After his resignation, Gayarre immediately went to the club's secretariat, from where he set up the Zaragoza team that achieved the long-awaited promotion to the First Division in 1936. A year and a half earlier, in January 1935, the AFF awarded him its first Medal for Sporting Merit. In 1952, he wrote that "Iberia changed its name and colors, but it did not change its style, and its survival is assured as long as the essential virtues that gave him life. Iberia made possible all the brilliant performances of Aragonese football.

===Spanish Football Federation===
In the mid-1930s, Gayarre befriended Commander Julián Troncoso, a director of Zaragoza since 1934 and a great promoter of Aragonese athletics; in May 1937, he actively participated in the meetings in San Sebastián for the creation of the Spanish Federation of the national zone, becoming the right-hand man of its first president, Troncoso, and playing a key role in the development of this federation in the first months of its life in 1937.
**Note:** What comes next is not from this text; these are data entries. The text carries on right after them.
Issue #842, opened 2022-03-23
Segmentation fault using QuestaSim


davidmallasen:
Hello,

The latest version of the repo (8d893fb647d758bed5876307c64caa6adbc89f97) triggers a segmentation fault when trying to simulate using QuestaSim. This does not happen with commit 00236be3d8552f93a0bebda8f9820ec54b64a000 . The steps I have followed are:
~~~
git clone https://github.com/openhwgroup/cva6.git
cd cva6
git submodule update --init --recursive

mkdir tmp

echo '
#include <stdio.h>

int main(int argc, char const *argv[]) {
    printf("Hello CVA6!\\n");
    return 0;
}' > hello.c

riscv64-unknown-elf-gcc hello.c -o hello.elf

make sim elf-bin=$RISCV/riscv64-unknown-elf/bin/pk target-options=hello.elf batch-mode=1
~~~

This outputs the following:
~~~
Makefile:151: XCELIUM_HOME not set which is necessary for compiling DPIs when using XCELIUM
vlib work
[...]

Issue #800, opened 2022-01-22
Questions regarding simulation with Questa


KeithoHimself:
I am working to get the simulations described in the README running under Questa and I am running into issues.  Before digging deeper, I'd like to know the following:

1) Is the flow in the ./ci directory currently running under Questa?  Is this flow run nightly?

2) What version of Questa is being used?
    - I have found that modern version of Questa throw a sig 11 (i.e. they crash) when loading the simulation
    - Questa 2017.3 will load and run the sim, but when running "hello world", I do not see "Hello World!" in the transcript.
 
3) When using Questa, the sim tries to load libfesvr.so.  Where is that library being built?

Despite his adherence to the National Movement, Gayarre also suffered the effects of the Spanish Civil War, having to leave Zaragoza in 1938 when it was revealed that he was homosexual. He first went to San Sebastián, where he continued to collaborate with Troncoso, and when the conflict was over he settled in Madrid, far from his family and friends, and distanced himself from the football scene. His absence proved costly for Zaragoza, who returned to the Third Division in 1947, being on the verge of disappearing. Six years later, in 1953, President Cesáreo Alierta brought him back as a technical advisor and gave him full powers, but Gayarre only lasted one season in office because his return was not welcomed unanimously by the club and there were people interested in not having him.

==Journalist career==
Professionally, Gayarre was a sales representative for various wineries in Haro and Jerez, as well as an administrative employee, and later a manager, of the Portland cement factory. In addition, he worked as a sports journalist in the Zaragoza newspapers Diario de Avisos, El Noticiero, and Heraldo de Aragón, where he signed with the pseudonyms Goal and XXX. He had an agile, cultivated and very entertaining pen, although the exercise of sports journalism was just a means to promote and consolidate football.

Gayarre was also a notable speaker, with his lectures advocating for sport becoming famous throughout Aragon, which successively toured the halls of the Café de Europa, Salduba El Oriental, and La Perla.

==Political career==
His political concerns led him to found and preside over the "Citizen Action Party" in 1921, with a clear pro-Maurist leaning, and he even ran in the municipal elections of 5 February 1922, but despite not being elected, Gayarre persisted and was then elected as a provincial deputy for the Pilar-La Almunia district in June 1923, the last elections held in Spain before the military coup of General Miguel Primo de Rivera.

==Death==
Gayarre died in Madrid on 8 February 1968, at the age of 75. Just before he died, however, he had time to see his Real Zaragoza win two Copa del Rey titles in 1963–64 and 1965–66.